Dwie lekko dotykające się dłonie. Zatrzymane w momencie, kiedy zbliżają się do siebie. Prawdopodobnie jedna należy do mężczyzny, druga do kobiety. Obie jednak delikatne, smukłe, subtelne. Złożone jak do modlitwy. Ułożone jak do tańca. Zwrócone do siebie wnętrzem i lekko muskające się palcami. Blisko siebie, jakby za chwilę miały się spleść w uścisku, a jednocześnie dzieli je dystans. Pozostają wciąż otwarte. Jeszcze jest tyle przestrzeni pomiędzy nimi, tyle powietrza przepływa. Dłonie zbliżają się do siebie, przyciągają wzajemnie i wyglądają jakby chroniły coś pomiędzy nimi. Jakby w ich zagłębieniu było miejsce na coś delikatnego, ulotnego, niematerialnego. Są dla siebie nawzajem, a zarazem dla czegoś, co wydarza się pomiędzy, co je łączy i jednocześnie pozostawia w dystansie.
„Katedra” należy do jednej z najbardziej znanych rzeźb Augusta Rodina (1840-1917). Obok „Pocałunku” i „Myśliciela” to właśnie to dzieło można znaleźć w większości albumów poświęconych wielkim rzeźbiarzom oraz obejrzeć jej kopie w różnych zakątkach świata. Oryginał można oglądać w Muzeum Rodina w 7. Dzielnicy Paryża przy Rue de Varenne.
Francuski mistrz w swoich pracach nawiązywał przede wszystkim do rzeźby klasycznej oraz „dłuta” Michała Anioła. W swojej twórczości łączył realizm z impresjonistycznym wyrafinowaniem. Jednocześnie umiejętnie przeplatał klasyczne, romantyczne dziedzictwo z formą nowoczesną i z każdym następnym dziełem wymykał się kanonom i klasyfikacjom. Jego biografia, budzący kontrowersje styl życia i pracy, nowatorstwo w podejściu do rzeźby, historia związku z rzeźbiarką Camille Claudel, a przede wszystkim zachwycające rzeźby sprawiają, że Rodin nieustannie budzi zainteresowanie na całym świecie.
Za każdym razem kiedy staję przed tą rzeźbą przeżywam swoistą medytację. Tak bywa zazwyczaj z każdym dziełem artysty. Mówi się bowiem, że Rodina rozumie się bez słów, że jego prace „się czuje”.

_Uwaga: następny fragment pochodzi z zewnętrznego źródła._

Issue #239, opened 2026-05-27
security(mesh): R2/R3 design follow-ups for security.py — host normalisation, HF defaults, policy_provider coupling


cagataycali:
Tracker for design-level concerns raised in PR #223 (R2 + R3) that are not in-scope for the PR-2 surgical landing but should be revisited.

## Context

PR #223 ships `strands_robots/mesh/security.py` as a self-contained payload-validation module (PR-2 of 9 in #219). Reviewer (yinsong1986) raised three recurring design concerns across R2/R3 that the validator's current contract is well-documented but creates downstream footguns. These are intentionally deferred so PR #223 lands as a leaf module without consumer-side coupling, but they're worth tracking so they don't drop off the radar.

## A. Host/server_address normalisation footgun

**Where:** `security.py` lines ~640 (`policy_host`) and ~711 (`server_address`).

**Current contract:** validator strips/casefolds internally for membership check, but stores the caller's verbatim string on `out`. Pinned by `test_policy_host_whitespace_preserved`.

**Footgun:** A future consumer in `core.py` (PR-6) writing `if cmd["policy_host"] == "localhost": # loopback fast-path` will silently miss whitespace-padded inputs that passed validation. Same pattern repeats for any literal-equality check downstream.

**Options:**
1. Reject leading/trailing whitespace at validator with `ValidationError("policy_host has leading/trailing whitespace")`. Real peers don't send padded values; a peer that does is itself a forensic signal.
2. Emit both `out["policy_host"]` (normalised) + `out["policy_host_raw"]` (verbatim). Forensics get both; consumers default to the canonical form.
3. Status quo + audit consumer call sites in PR-6/7/8 review.

Reviewer thread refs (yinsong1986, PR #223):
- R1 line 641 (whitespace contract documented)
- R2 line 640 (footgun follow-up)
- R3 line 640 ("identity vs schema" framing, AGENTS.md > Review Learnings #86)

## B. HuggingFace allowlist defaults are floor-only

**Where:** `security.py` line ~308 (`_hf_repo_allowlist_cached` always prepends `("nvidia", "huggingface", "lerobot")`).

**Current behaviour:** `STRANDS_MESH_HF_REPO_ALLOW="nvidia/gr00t-n1.5"` does NOT restrict access to that specific repo — the bare-org `nvidia` from defaults still matches everything under that org. The env var is documented as "extending" the default but cannot tighten below it.

[...]

PR #2358, opened 2026-08-17
fix(mesh/security): admit every policy provider the registry can build

cagataycali:
## Problem

`_DEFAULT_POLICY_TYPES` in `strands_robots/mesh/security.py` documents itself as mirroring the provider registry:

> Mirrors the LeRobot policy registry families plus the providers registered in registry/policies.json. **Keep this in sync with the registry** so a provider that `create_policy` can build can also be driven over the mesh `tell()` path and Device Connect.

It had drifted. `registry/policies.json` ships 14 providers; **10 were absent** from the allowlist, and counting the aliases and shorthands `create_policy` also resolves, **22 of the 28 accepted spellings** were absent.

`is_safe_policy_provider` shares that allowlist, `validate_command` requires it for `execute` / `start`, and the three Device Connect drivers gate on it. So a provider this package can build locally was refused on every remote path:

| `policy_provider` | registry resolves to | mesh / Device Connect (before) |
|---|---|---|
| `mock` | `MockPolicy` | accepted |
| `random`, `test` | `MockPolicy` | **refused** |
| `wbc`, `sonic` | `WBCPolicy` | accepted |
| `wbc_gait`, `sonic_gait` | `WBCGaitPolicy` | **refused** |
| `kimodo`, `kimodo_g1`, `text2motion` | `KimodoPolicy` | **refused** |
| `protomotions`, `gtp`, `gtp_g1`, `protomotions_g1` | `ProtoMotionsPolicy` | **refused** |
| `cosmos3`, `c3` | `Cosmos3Policy` | **refused** |
| `moveit2`, `moveit` | `MoveIt2Policy` | **refused** |
| `curobo`, `cumotion` | `CuroboPolicy` | **refused** |
| `lerobot_async` | `LerobotAsyncPolicy` | **refused** |
| `motionbricks`, `motion_bricks` | `MotionBricksPolicy` | **refused** |
| `vera` | `VeraPolicy` | **refused** |
| `remote` | `RemotePolicy` | **refused** |

The sharpest case is `random` / `test`: they are aliases of `mock`, the provider the validator's own refusal message recommends ("set it explicitly (e.g. 'mock' for the noop policy)"), and they were refused while `mock` passed. `sonic` and `lerobot` were already in the set, so the allowlist was always meant to hold alias spellings, not just canonical names.

An operator hitting this has one recourse, `STRANDS_MESH_POLICY_TYPE_ALLOW` -- a broad grant that reopens the gate the allowlist exists to close. That is why this is filed as a defect rather than a wishlist item.

## Change

Resync the literal, and split it into its two vocabularies so which half is owned where is explicit:

* `_LEROBOT_POLICY_FAMILIES` -- the LeRobot policy families accepted as `policy_type`. An external vocabulary this package does not own; unchanged.
* `_REGISTRY_POLICY_PROVIDERS` -- every spelling of every provider in `registry/policies.json`, grouped by policy class so the next provider addition has an obvious home.
* `_DEFAULT_POLICY_TYPES` is their union, so the value and its type are unchanged for every reader.

**Deliberately not derived from the registry at import.** A provider added to `policies.json` should not silently widen a security allowlist; the `wbc` / `sonic` entries set the precedent of landing the allowlist edit alongside the provider, with a comment saying why. What was missing was enforcement, not derivation -- so `tests/mesh/test_policy_type_allowlist_covers_the_registry.py` supplies what the "keep this in sync" comment cannot, computing the expectation from the shipped JSON. The next omission fails CI instead of shipping as a remote-only availability bug.

## Widening the provider vocabulary relaxes nothing else

`validate_command` applies every other gate to an `execute` / `start` payload regardless of which provider it names. Measured on the branch, for **all 14** providers:

| payload | verdict |
|---|---|
| `policy_host="evil.example.com"` | refused |
| `server_address="attacker.example.net:9000"` | refused |
| `pretrained_name_or_path="attacker/backdoor"` | refused |
| `model_path="../../etc/passwd"` | refused |
| `policy_provider="definitely_not_a_provider"` | refused |
| runtime `register_policy("in_process_only", ...)` | refused on the wire |

The last two are the ones that keep the gate meaningful: an unregistered name is what `import_policy_class` would otherwise try to import as `strands_robots.policies.<name>`, and runtime registration grants a local capability, never a remote one. All six are pinned as tests.

## Tests

`tests/mesh/test_policy_type_allowlist_covers_the_registry.py`, 11 tests. Against `upstream/main`: **3 failed / 8 passed**; on this branch **11 passed**.

The three failures are behaviour-level and name the gap:

```
test_every_registry_spelling_is_allowlisted
  AssertionError: 22 spelling(s) resolve to a provider create_policy can build but are
  refused by the mesh and Device Connect gate: 'c3' -> 'cosmos3', 'cosmos3' -> 'cosmos3',
  'cumotion' -> 'curobo', ... 'random' -> 'mock', ... 'test' -> 'mock', ...

test_every_canonical_provider_passes_the_wire_validator
  AssertionError: validate_command refused registered provider(s): ["cosmos3 (...)", ...]

test_an_alias_is_accepted_wherever_its_canonical_name_is
  AssertionError: alias spelling(s) refused while their canonical provider is accepted:
  ["'random' (alias of 'mock')", "'test' (alias of 'mock')"]
```

The eight that pass on both trees are the controls: the four hostile-field parametrizations above, the unregistered-provider refusal, the runtime-registration exclusion, a pin that the allowlist's excess over the registry is exactly the LeRobot families (so resyncing cannot smuggle in a stranger), and a premise assert that the registry is large enough for the coverage checks to mean anything.

The same command through the real `Mesh._exec_cmd` receiver path, driven under `upstream/main` and under this branch. Nothing is mocked and no source differs between panels other than the allowlist:

```python
mesh._exec_cmd({"command": {"action": "execute", "instruction": "wiggle the arm",
                            "policy_provider": "random", "duration": 3.0,
                            "robot_name": "so101"}, "sender": "operator"})
```

mesh execute with policy_provider=random, before and after

[MP4](https://raw.githubusercontent.com/cagataycali/robots/media-mesh-policy-allowlist/mesh-allowlist.mp4)

|---|---|---|
| verdict | `rejected invalid cmd ... policy_provider='random' not in allowlist` | accepted |
| control ticks executed | **0** | **150** |
| max joint travel | **0.000 rad** | **1.473 rad** |
| frames showing motion | 0 of 59 | 49 of 59 |

The left panel is genuinely static -- its per-frame pixel delta is exactly `0.0` because the policy never started. `random` resolves to `MockPolicy`, the same class `mock` resolves to, and `mock` is accepted on both trees.

## Scope

Only the provider half is resynced. The LeRobot-family half names an external, version-varying vocabulary that a literal cannot track and that a guard cannot check without importing an optional dependency; it is left exactly as it was.

Whether `policy_provider` and `policy_type` should keep sharing one allowlist and one env var is a separate design question (#239 bucket C) and is untouched here -- this PR only makes the shared default match the registry it already documented itself as mirroring.

## Local verification

Full `tests/` on both trees (same interpreter, run in parallel), diffing sorted test ids:

* base-only failures are **exactly** the three pre-fix failures listed above -- a full-suite confirmation of the split.
* branch-only failures: **none**. Two ids appeared only on the branch run, `test_async_rtc_masks_inference_latency` and `TestTheRolloutIsDrivenExactlyOnce::test_on_the_nested_branch`; both are wall-clock assertions and both were re-run isolated on each tree, where the branch passed 3/3 and `upstream/main` itself failed one of them under the same machine load. Not caused by this change.

`ruff check`, `ruff format --check` and `mypy` clean over `strands_robots tests tests_integ`.


yinsong1986 (approved):
## Summary

Resyncs the mesh/Device Connect `policy_type` allowlist in `strands_robots/mesh/security.py` with `registry/policies.json`, whose "keep this in sync" contract had drifted: 22 of the 28 spellings `create_policy` resolves (including `random`/`test`, aliases of the very provider the refusal message recommends) were refused on every remote path while working locally. The change splits the literal into `_LEROBOT_POLICY_FAMILIES` and `_REGISTRY_POLICY_PROVIDERS` and unions them, so `_DEFAULT_POLICY_TYPES` keeps its type and semantics for every reader, and adds a guard test that computes the expectation from the shipped JSON so the next omission fails CI. I verified the diff independently: the 28 spellings match `registry/policies.json` exactly (no strangers, no overlap with the LeRobot-family half), all 11 new tests pass on the branch and the claimed 3 fail on `main`'s `security.py`, and the strict per-action key allowlist in `validate_command` means the widened vocabulary relaxes nothing else -- `policy_host`, `server_address`, `pretrained_name_or_path`, and `model_path` remain gated for every provider, an unregistered name is still refused, and runtime `register_policy` still grants no wire capability.

## What's good

- The literal-plus-guard-test design is the right call for a security allowlist: derivation at import would let a registry edit silently widen the gate, while the test makes drift a CI failure instead of a remote-only availability bug.
- Controls are pinned on both trees (hostile-field refusals, unregistered-provider refusal, runtime-registration exclusion, and the excess-is-exactly-the-LeRobot-families pin), so the resync cannot smuggle in a name that is neither a registry spelling nor a declared family.
- Changelog fragment per AGENTS.md step 3; lint and format clean on both changed source files; no non-ASCII or host paths in the new test.

## Verification suggestions

- `python3 -m pytest tests/mesh/test_policy_type_allowlist_covers_the_registry.py --no-cov` on the branch (11 pass), then `git checkout upstream/main -- strands_robots/mesh/security.py` and re-run to confirm the 3 behaviour-level failures name the drift.
- Spot-check the union has no collision: `python3 -c "from strands_robots.mesh.security import _LEROBOT_POLICY_FAMILIES as f, _REGISTRY_POLICY_PROVIDERS as p; print(f & p)"` should print `frozenset()`.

Intuicja rzeźbiarza, by katedrę – budynek sakralny, stolicę biskupa diecezji, kościół przedstawić w taki właśnie sposób zaprasza mnie, by zatrzymać się nad tajemnicą Kościoła. Czy czujemy się w Kościele jak w delikatnych, czułych dłoniach, w których jest bezpiecznie i przestrzennie? Czy jest tam wystarczająco miejsca dla każdego, kto szuka bliskości, więzi, schronienia, ratunku? Czy doświadczamy owej lekkości, która pozwala na swobodny przepływ pomiędzy tym, co nieskończone i tym, co doczesne?
Lekkość, delikatność, wrażliwość. Bliskość i dystans. Dotyk, który jest zaledwie muśnięciem i jednocześnie obietnicą zażyłości. Szacunek, otwarcie na drugiego, zadziwienie i zaproszenie do więzi. Delikatnie dotykające się dłonie chronią to, co niewidoczne, to, co najbardziej kruche i wrażliwe – miłość Boga do człowieka i człowieka do Boga.